Cake salé with basil, cheddar and pine nuts
150 g gluten-free flour
1/2 tsp baking powder
1/4 tsp baking soda
1/2 tsp salt (optional)
1 tablespoon sugar (optional)
3 eggs
45 ml oil
150 g plain yogurt (or 125 g milk)
100 g grated cheddar cheese
1/4 cup basil leaves, chiffonade cut
Optional add-ins total 1/3 cup: olives, cranberries, sun-dried tomatoes
2-3 tablespoons of pine nuts
Preheat oven at 180C. Grease and line a cake tin.
I use all-in-one method here because there is no gluten in my flour. In a mixing bowl, combine flour, baking powder, baking soda, salt and sugar. Mix with a rubber spatula.

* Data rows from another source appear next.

PR #399, opened 2016-06-08
Q027

### LINKED ISSUE #199: Validation (2017): Q027 (Income)
**Edit #:** Q027
**Type:** Quality
**Column:** Income

If action taken type = 1-5, 7 or 8, and property type = 1 or 2, then applicant income should not = NA.

Additional resources:

schbetsy:
Closes #199

### DIFF
--- a/validation/src/test/scala/hmda/validation/rules/lar/quality/Q027Spec.scala
+++ b/validation/src/test/scala/hmda/validation/rules/lar/quality/Q027Spec.scala
@@ -1,0 +1,42 @@
+package hmda.validation.rules.lar.quality
+
+import hmda.model.fi.lar.LoanApplicationRegister
+import hmda.validation.rules.EditCheck
+import hmda.validation.rules.lar.LarEditCheckSpec
+
+class Q027Spec extends LarEditCheckSpec {
+  property("fails when actionTaken = 1,2,3,4,5,7,8 and propertyType = 1,2 and income NA") {
+    forAll(larGen) { lar =>
+      whenever(lar.actionTakenType != 6 && lar.loan.propertyType != 3) {
+        val invalidApplicant = lar.applicant.copy(income = "NA")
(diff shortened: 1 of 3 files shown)


validation/src/test/scala/hmda/validation/rules/lar/quality/Q027Spec.scala
```diff
@@ -0,0 +1,42 @@
...
+    forAll(larGen) { lar =>
+      whenever(lar.applicant.income != "NA") {
+        lar.mustPass
+      }
+    }
+  }
+
+  property("passes when action taken not 1,2,3,4,5,7,8") {
+    forAll(larGen) { lar =>
+      val validLar = lar.copy(actionTakenType = 6)
```
kgudel: I think that the only issue would be if we think that the set of possible values for a field might change. This would be a question for @debseidner .

debseidner: @schbetsy @kgudel It is unlikely that the valid values will change but we have the ability to change them by taking the data spec out of the reg so we cannot rule that out. You can probably leave as-is with the caveat (or team understanding) that if valid values ever change, the team needs to go back and update tests like this to be correct for the new valid values. Hope this helps!

kgudel: Maybe something to bring up in discussion then.

jmarin: @schbetsy I think that is an acceptable way to test this edit. For those that have values not contained in a field (i.e. a fixed $ amount) we decided to put them in configuration, as they do change through time. As @debseidner said, if the file spec changes and we accept new or different values, our codebase would need to be updated.

jmarin:
LGTM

Make a well in the middle of the flour mixture, put in eggs, oil and yogurt. Mix everything well with an electric beater. When the batter is smooth, use a rubber spatula to mix in cheese, basil leaves and additional add-ins if using (I use olives and cranberries). Pour the batter into a cake tin. Scatter the pine nuts on top. Bake at 180C for 35-40 minutes or until a toothpick comes out clean. My cake is done at 38 minutes.
Cool to room temperature before serving.